Google has always been very googly about how they manage their side products as well. You know, they're all kind of these half-assed gardens of promises that are just never delivered upon. Whereas when you stick with what is important to a company, you invest in what is important to them that they invest in, and you will have a better time, generally speaking. Your stuff will work better.
It'll get the maintenance and updates it needs. It'll be more reliable over time in almost every case. And so as I'm growing and trying to make my computing life better and trying to be less frustrated at Apple's various shortcomings, I've come to realize I am happier... I've said this before on the show...
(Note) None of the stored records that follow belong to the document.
PR #360, opened 2017-12-04
allow blank labels for fae_content_form

andrewdang17:
This is just a quick fix so I can get ticket done for a client this week. I think later on all that logic in `_content_form.html.slim` should be refactored out to be separate from the partial so that you just have to pass  an `options` in rather than every possible variable since everything is a bit dependent on each other right now and relies on a lot of conditionals.

### DIFF
--- a/app/views/fae/application/_content_form.html.slim
+++ b/app/views/fae/application/_content_form.html.slim
@@ -1,6 +1,6 @@
 ruby:
   require_locals     ['attribute', 'f'], local_assigns
-  blank_label          = !label || label == '' unless label.nil?
+  has_label            = ![false, ''].include?(local_assigns[:label])
   label              ||= attribute.to_s.titleize
   required           ||= f.object.send(attribute).is_required?(f.object.class)
   helper_text        ||= attempt_common_helper_text(attribute)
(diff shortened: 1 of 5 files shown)


app/views/fae/application/_content_form.html.slim
```diff
@@ -1,5 +1,6 @@
 ruby:
   require_locals     ['attribute', 'f'], local_assigns
+  blank_label          = !label || label == '' unless label.nil?
   label              ||= attribute.to_s.titleize
```
jamesmk: @andrewdang17 We're starting to spread the label logic all over this file. The `label_adjusted` assignment on line 13 is where the full label get's built, so I think that's where the conditional logic should live. There should be no need to execute that logic if we're just setting it to false later.

app/views/fae/application/_content_form.html.slim
```diff
@@ -1,5 +1,6 @@
 ruby:
   require_locals     ['attribute', 'f'], local_assigns
+  blank_label          = !label || label == '' unless label.nil?
```
jamesmk: I find this line difficult to interpret. If we focus on supporting `label: false`, then it could look something like:

```ruby
has_label = !local_assigns[:label].eql?(false)
```

This is a pattern we've using in other partials too.

app/views/fae/application/_content_form.html.slim
andrewdang17: I agree I just did it this way because I didn't want to add more `if/unless` statements to lines 12-22 or have to wrap the whole thing in an if statement

app/views/fae/application/_content_form.html.slim
andrewdang17: Nice that looks better. `label: false` was the only way to remove the label for simpleform hence the check for false or an empty string

andrewdang17: @jamesmk what do you about using `![false, ''].include?(local_assigns[:label])` instead?

The problem with your way is that if `label: false`, then `!local_assigns[:label]` will return true when really it should be false.

andrewdang17:
@jamesmk updated

PR #361, opened 2017-12-06
Added support for decorator pattern

olhor:


jamesmk:
Thanks for the PR @olhor!

PR #366, opened 2017-12-11
move some fae_content_form logic out of partial

andrewdang17:
There was a bit too much conditional and key/value checking and I thought I'd move some of the `fae_content_form` logic out of the partial and into a class since logic shouldn't be in a view. Let me know what you think.


jamesmk:
This has potential for a future refactoring and I like the concept. But since this would be the only partial using this abstraction I feel like it adds more technical debt as is.

PR #367, opened 2017-12-12
Prevent breakage of the asset pipeline

olhor:
I want to change the way how user defined styles can be loaded from `app/assets/stylesheets/fae.scss` by providing the ability to support usage of sprockets directives within `app/assets/stylesheets/fae.scss`. The scss `@import` directive does not allow to do that.

### DIFF
--- a/app/assets/stylesheets/fae/application.css
+++ b/app/assets/stylesheets/fae/application.css
@@ -5,4 +5,5 @@
  *= require fae/vendor/simplemde.min
  *= require fae/vendor/trumbowyg
  *= require fae/base
+ *= require fae
  */
--- a/app/assets/stylesheets/fae/base.scss
+++ b/app/assets/stylesheets/fae/base.scss
@@ -6,9 +6,6 @@
   'globals/imports/extends'
 ;
 
-// User defined stuff
-@import 'fae';
-
 // Fonts, vendor, and root HTML tag styles
 @import
   'globals/fonts',


tshedor:
@olhor Without `@import 'fae'`, variables are not passed through to the rest of the Fae styles. For instance, `$c-custom-highlight` provides the dominant color throughout the interface and requiring the file with Sprockets would ignore that override. 

Other overrides that would not be added to the installation include custom grays, fonts, and flash background colors.

olhor:
So maybe just move the line `$c-custom-highlight` from `fae.scss` to `app/assets/stylesheets/fae/base.scss` and add sprockets directives as I did. This will leave `fae.scss` sprockets compatible.
I understand that it will break backwards compatibility but proper upgrade notes can be written.

The other approach would be to require other custom user file with sprockets support and leave `fae.scss` as it is.

tshedor:
Moving child app variables to `base.scss` would require the file to be filled with boilerplate `@import`s. Those imports are likely to change and cause headaches during future upgrades.

I like the idea of a second file that would support Sprockets, although ultimately I think that would be confusing to have *two* Fae files in the assets folder of the child app when the `.scss` file already covers nearly all use cases.

What do you think about simply overriding the layout file in the child app? This file could change in the future, but if you're adding external libraries using Sprockets, you're already playing with a customized setup.

```slim
/ app/views/layouts/fae/application.html.slim
doctype html
html
  head
    title = page_title
    ...
    == stylesheet_link_tag 'fae/application', media: 'all'
    == stylesheet_link_tag 'fae-sprockets', 
    == javascript_include_tag 'fae/application'
    ...
```

olhor:
I wanted to avoid overriding the view but I suppose this is only thing that can be done right now.

PR #374, opened 2017-12-21
fae_display_field is supposed to be scoped to the instance not the class

johnnyshields:
Please review/comment

I think maybe this needs to autodetect `name` and `title` (maybe also `label`)


jamesmk:
You're right, thanks for the PR!

PR #404, opened 2018-04-25
Bump judge gem version

johnnyshields:
Old Judge was causing issues for me, specifically we need this fix:
https://github.com/joecorcoran/judge/commit/1265b82288bc072ff01c41d2bb17291ae9866d8e


jamesmk:
@johnnyshields Thanks for the PR, but I'm going to close this as it duplicates #401. I'm doing some final production checks on v2 this week and then will officially release it. If you'd like to use it immediately, you can link `fae-rails` to the `v2.0` branch.

PR #412, opened 2018-06-26
Clarifying supported Rails versions in README

kurtome:
It appears you already support Rails 5.2 in the latest version of Fae, at least that's what is referenced int he Upgrading documentation.


jamesmk:
Good catch @kurtome, thanks!

PR #413, opened 2018-06-28
left colour picker offset when sidenav present

friendofdog:
When sidenav is present, the colour picker breaks. Picker's ```left``` CSS value is a static ```30px```, which puts it out of position relative to the form. Changed this to dynamic value.


jamesmk:
Thanks for the bugfix @friendofdog!

PR #159, opened 2017-09-13
enable dot notation

mathisonian:
Enables use of syntax like `[Component.Subcomponent /]`


bclinkinbeard:
Looks like I forgot to update the .gitignore file when I ported everything to use src/dist. The dist folder shouldn't be added to Git in any of the packages.

mathisonian:
removed the `dist` folder

Issue #157, opened 2017-09-13
Performance concerns in scroll monitoring


mathisonian:
[These `getBoundingClientRect()` calls](https://github.com/idyll-lang/idyll/blob/master/packages/idyll-document/src/index.js#L39-L41) will cause reflows which may lead to some jank on scrolls. While we're making changes to the refs and scroll logic, it'd probably be worthwhile to see what can be done to avoid these calls. As I see it there are two options:

1) cache their values and update them on relevent events
2) lean more heavily on `scrollmonitor` and just use the values that it already calculates more directly

I think I'd be okay with (2), the only obvious downside being that it only handles vertical and not horizontal scrolling.

bclinkinbeard:
Dang, I didn't realize that caused a reflow. Lines 40 and 41 should happen at the top of `getRefs()` but I'm not sure how to get around the one on line 39. There is no event for a node having changed size, is there?

PR #160, opened 2017-09-13
Add percentInView to ref object

bclinkinbeard:
Also moves the one `getBoundingClientRect()` call out of the loop as mentioned in #157, though it still runs on every scroll event. :/

### DIFF
--- a/packages/idyll-document/src/index.js
+++ b/packages/idyll-document/src/index.js
@@ -29,6 +29,8 @@ const getScrollableContainer = el => {
 
 const getRefs = () => {
   const refs = {};
+  const containerNode = scrollContainer.item;
+  const containerRect = containerNode.getBoundingClientRect();
 
   scrollWatchers.forEach(watcher => {
     // get boolean props
@@ -40,13 +42,19 @@ const getRefs = () => {
 
     const domNode = watcher.watchItem;
     const rect = domNode.getBoundingClientRect();
-    const containerNode = scrollContainer.item;
-    const containerRect = containerNode.getBoundingClientRect();
+    const percentInView = Math.max(
+      0,
+      Math.min(
+        1,
+        (watcher.bottom - scrollContainer.viewportTop) / rect.height
+      )
+    )
 
     // left and right props assume no horizontal scrolling
     refs[domNode.dataset.ref] = {
       ...bools,
       domNode,
+      percentInView: Math.round(percentInView * 100),
       size: {
         width: rect.width,
         height: rect.height,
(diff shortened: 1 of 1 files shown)


packages/idyll-document/src/index.js
```diff
@@ -40,13 +42,19 @@ const getRefs = () => {
...
+        1,
+        (watcher.bottom - scrollContainer.viewportTop) / rect.height
+      )
+    )
 
     // left and right props assume no horizontal scrolling
     refs[domNode.dataset.ref] = {
       ...bools,
       domNode,
+      percentInView: Math.round(percentInView * 100),
```
mathisonian: Can we just pass the raw value for this, from 0 to 1?

bclinkinbeard: We can but the name would have to change. Open to suggestions.

mathisonian: `proportionInView`, `proportionVisible`, `fractionInView`, `visibility`. interestingly there is a whole [SE question dedicated to this](https://english.stackexchange.com/questions/275734/a-word-for-a-value-between-0-and-1-inclusive), although it isn't super helpful.

bclinkinbeard: lol nice, at least we're not alone. `fractionInView` isn't bad but when I see fraction I think numerator and denominator.

rreusser: First thought was `fractionInView`.

BBischof: As a slight modification on what was already suggestion: `portionInView`. It's a rational that is always a portion. I don't see a better word than `portion` to refer to it's containment in the unit-interval, and I think `rational` is redundant because you're not in a continuous context.

mathisonian: i like `portionInView`!

bclinkinbeard: Works for me. Commit incoming...

evanfrawley:
How is `portionInView` to be used on a component level? I'm having a bit of trouble understanding how it works

mathisonian:
Hi @evanfrawley, we ended up removing this API for performance reasons, but you can find more info on the reference object here: https://idyll-lang.org/docs/components/scrolling-and-refs.

The idea is that you can tag a component as a "reference", and Idyll will track certain information about it, making this info available to you in expressions. So for example, if I wanted to have some component play a video only when a some other component is above the viewport, I can do the following:

```
[ComponentA ref:"compA" /]

[ComponentB isPlaying:`refs.compA.isAboveViewport` /]
```

There's not a great way to to track the `portionInView` in a performant way at a system level, so that's something you'll have to implement in your JavaScript if you need it.

PR #161, opened 2017-09-13
clear require cache of components before SSR

### LINKED ISSUE #82: Changes to components aren't reflected in SSR during watch mode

I am happier when I am devoting my own time and attention to Apple products that Apple cares about as much or more as I do. And HomeKit has never been one of those products. So I'm just β I don't β HomeKit is something that I use partially. It is fine. But if something is not going to make it easy to get something to HomeKit, I'm not going to push it. I'm not going to install a hack.
I'm not going to do crazy stuff. I'm not going to jump through hoops. And if something has a perfectly good app that is as good as HomeKit or better, I'll use that instead.
Well, I'm feeling real uncomfortable about my home assistant adventures that have been going on over the last 24 hours, but that's okay. And we should talk about that.
Looks good on you though.
Right, right. We should talk about the home assistant stuff another time because it is definitely interesting, but not for right now.